What strikes me even more is that you can just do that:

public class Team {

     ...

     @OneToMany(cascade = CascadeType.PERSIST, mappedBy = "team")
     public List<Player> players;
}

public class Player {

     ....

     @ManyToOne
     public Team team;

}


So no ElementJoinColumn or JoinColumn as i would need to if using  
unidirectional links from parent to child. Makes kind of sense because  
now mapping the parent in the child class, i dont need to tell him  
where the FK thingy is. Now its just a direct mapping and the defaults  
are ok to map to the FK field "team_oid" in the Player Table.

To me the documentation is lacking heavily in exactly this spot.  
Because it turns out that the bidirectional mapping of a child-FK- 
Mapping is completely different as the unidirectional one because then  
we would need all that ElementJoinColumn magic.

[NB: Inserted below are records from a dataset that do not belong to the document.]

PR #1820, opened 2021-09-23
Add section on internationalization and techniques

### LINKED ISSUE #1790: Informative note for Unicode in EPUB accessibility
Using Unicode text is many times considered as implicit requirement. Furthermore it does not effect English speaking countries.
But the fact is that you can find non-Unicode web content in non-English speaking parts of the world. The problem is even more in E-Publications because you can embed fonts in the publications.
So, we should at least have an informative text in EPUB Accessibility specifications which remind the publishers to use Unicode text.

mattgarrish:
As discussed on the call today, here's what I'm thinking in terms of addressing internationalization.

The PR adds a basic subsection to the existing success techniques section that explains that there will be differences in the best practices necessary to make content accessible in any given language, but that it's an expected part of how the guidelines are crafted.

I don't think we need to go deeper than this for the accessibility specification, but it opens the door to adding more specific details to the techniques.

I've worked in mention that Unicode is a requirement of EPUB, @avneeshsingh, but not exactly in the way you may have imagined. I can always look at rewriting it if you think the point you're trying to get across might not be fully captured.

Fixes #1790 

- Accessibility [preview](https://cdn.statically.io/gh/w3c/epub-specs/a11y/issue-1790/epub33/a11y/index.html)
- Accessibility [diff](https://services.w3.org/htmldiff?doc1=https://labs.w3.org/spec-generator/%3Ftype=respec%26url=https://w3c.github.io/epub-specs/epub33/a11y/index.html&doc2=https://labs.w3.org/spec-generator/%3Ftype=respec%26url=https://cdn.statically.io/gh/w3c/epub-specs/a11y/issue-1790/epub33/a11y/index.html)

### DIFF
--- a/epub33/a11y/index.html
+++ b/epub33/a11y/index.html
@@ -64,7 +64,8 @@
 			}
 			.varlist {
 				margin-left: 3rem;
-			}</style>
+			}
+		</style>
 	</head>
 	<body>
 		<section id="abstract">
--- a/epub33/a11y/index.html
+++ b/epub33/a11y/index.html
@@ -141,6 +141,25 @@
 							layout publications</a>. When that document is formally published, it should be mentioned in
 						this section.</p>
 				</div>
+
+				<section id="sec-sc-i18n">
+					<h4>Internationalization</h4>
+
+					<p>This specification is also designed to address the accessibility needs of users independent of
+						what languages they read. The same is true for the principles and success criteria defined in
+						[[WCAG2]]. The goal is to ensure that users can fully consume the information of a publication
+						regardless of their preferred reading modality.</p>
+
+					<p>At the same time, the language and writing conventions of the authored text will influence the
+						techniques necessary to meet the accessibility requirements. The fact that EPUB 3 requires
+						support for Unicode text, for example, is not enough on its own to ensure that the text in any
+						given language is fully accessible even though it ensures the correct character data can be
+						used.</p>
+
+					<p>That there will be language-specific best practices for meeting accessibility requirements is
+						consequently an expected outcome, even if these best practices are generally outside the scope
+						of this specification and its techniques (except where specific to EPUB).</p>
+				</section>
 			</section>
 
 			<section id="sec-application" class="informative">
@@ -190,6 +209,7 @@
 						playback.</p>
 				</div>
 			</section>
+
 			<section id="conformance"></section>
 		</section>
 		<section id="sec-discovery">
--- a/epub33/a11y/index.html
+++ b/epub33/a11y/index.html
@@ -64,8 +64,7 @@
 			}
 			.varlist {
 				margin-left: 3rem;
-			}
-		</style>
+			}</style>
 	</head>
 	<body>
 		<section id="abstract">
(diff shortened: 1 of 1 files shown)


GeorgeKerscher:
This looks fine. I was expecting to see mention of UTF 8, but if you don't think that is needed, I am fine with it.

clapierre (approved):

mattgarrish:
> I was expecting to see mention of UTF 8, but if you don't think that is needed, I am fine with it.

@GeorgeKerscher I figured it would be better just to say Unicode, since you can also use UTF-16 even if it's no longer recommended. If we want to be more specific, though, that's also fine with me.

murata2makoto:
I am not quite happy with the last paragraph.  First, it is not clear whether best practices are good enough for capturing requirements specific to some languages and cultures.  Second, we simply do not know whether or not additions to 
this specification or the techniques are required for capturing such requirements.

iherman:
> I am not quite happy with the last paragraph. First, it is not clear whether best practices are good enough for capturing requirements specific to some languages and cultures.  Second, we simply do not know whether or not additions to this specification or the techniques are required for capturing such requirements.

The way I read the text is that the best practices _may not_ be enough to capture specific languages, and that to have them solved may go outside this specification. I.e., I do think that the message you are looking for is there.

But I do agree that the sentence may be a bit difficult to parse for non-native English speakers. How about:

> As a consequence, there may be language- or culture-specific practices for meeting accessibility requirements. These are generally outside the scope of this specification and its techniques (except where specific to EPUB).

Note that I have added 'culture-specific' which may be important. Language itself may not be enough (see the cultural differences between France and Quebec:-).

I actually wonder whether the last paragraph should not be merged with the previous one.

avneeshsingh:
Thanks Matt. It captures the core of our discussion. I am suggesting rephrasing the Unicode specific part, and also incorporating Ivan's improvement. For me also parsing the last sentence took couple of passes. You can adapt it according to your writing style.
EPUB requires support for Unicode text which ensures that correct character data can be used. However it may not be enough on its own to ensure that the text in any given language is fully accessible.
As a consequence, there may be language- or culture-specific practices for meeting accessibility requirements. These are generally outside the scope of this specification and its techniques (except where specific to EPUB).

murata2makoto:
@iherman 

>The way I read the text is that the best practices may not be enough to capture specific languages, and that to have them solved may go outside this specification. I.e., I do think that the message you are looking for is there.

Best practices may be enough or may not be enough.  The A11Y spec may be enhanced or may not be enhanced.  The techniques may be enhanced or may not be enhanced.;  Every possibility is still open especially when people have not seriously studied I18N issues for accessibility.  I do not think that the proposed wording is neutral.

mattgarrish:
We're not going to be defining best practices for problems with web content in general. There are going to be practices developed to meet WCAG, but whether or not those are problems we solve in this group depends on whether they are unique to EPUB. That's all the last paragraph is trying to capture.

The majority of issues that we encounter are web-general which is why I said these are mostly outside our scope. We don't want to set ourselves up as an alternative to WCAG for problems that should go through that group.

That's why we have to leave flexibility both between what we're doing and what others are doing. We can't make a definitive statement about what practices will work or who will develop or standardize them when we don't know what they are.

Is it the use of "even if" that you find problematic, though? If it helps we could rewrite that sentence (incorporating @iherman's suggestions) to:

> As a consequence, there may be language- or culture-specific practices for meeting accessibility requirements. Whether these practices are defined within this specification and its techniques or elsewhere (e.g., in WCAG techniques or language-specific best practice recommendations) will depend on whether the issues are specific to EPUB or broadly affect all Web content.

murata2makoto:
The revised wording is fine to me.

mattgarrish:
> For me also parsing the last sentence took couple of passes.

@avneeshsingh what if we expand on your proposal to add a little extra context so it becomes:

> EPUB [requires support for Unicode text](https://www.w3.org/TR/epub-33/#confreq-xml-enc) [EPUB-3], for example, which ensures the correct character data can be used (i.e., EPUB Creators do not have to use images of text). Although this is an important feature, it is often not enough on its own to ensure that the text is fully accessible in any given language (e.g., additional information about directionality, emphasis, pronunciation, etc. may also be neeed).

avneeshsingh:
Amendment looks good Matt.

Took me one day to  
figure this out and you helped me in getting the facts straight that  
the ORM layer is not that smart as i believed. For me, OpenJPA could  
easily figure the backrefs for itself, at least it looks as it could  
do so.

Would be interessting to know if this keeps being this way in Version  
2. But on the other hand, it wont kill you to set the backref, you  
just have to know it in the first place. And now i finally created  
test classes for all that mapping stuff so that i can fiddle around  
with various mappings in a short timeframe w/o boostrapping my J2EE app.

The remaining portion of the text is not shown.